Task prompt: Write down the whole listing below again without changing a word.

⟨

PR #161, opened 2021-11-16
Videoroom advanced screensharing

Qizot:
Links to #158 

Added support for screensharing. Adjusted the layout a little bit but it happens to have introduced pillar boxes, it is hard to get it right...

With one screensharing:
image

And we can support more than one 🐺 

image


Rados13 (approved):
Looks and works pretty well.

⟩

Task answer:
PR #161, opened 2021-11-16
Videoroom advanced screensharing

Qizot:
Links to #158 

Added support for screensharing. Adjusted the layout a little bit but it happens to have introduced pillar boxes, it is hard to get it right...

With one screensharing:
image

And we can support more than one 🐺 

image


Rados13 (approved):
Looks and works pretty well.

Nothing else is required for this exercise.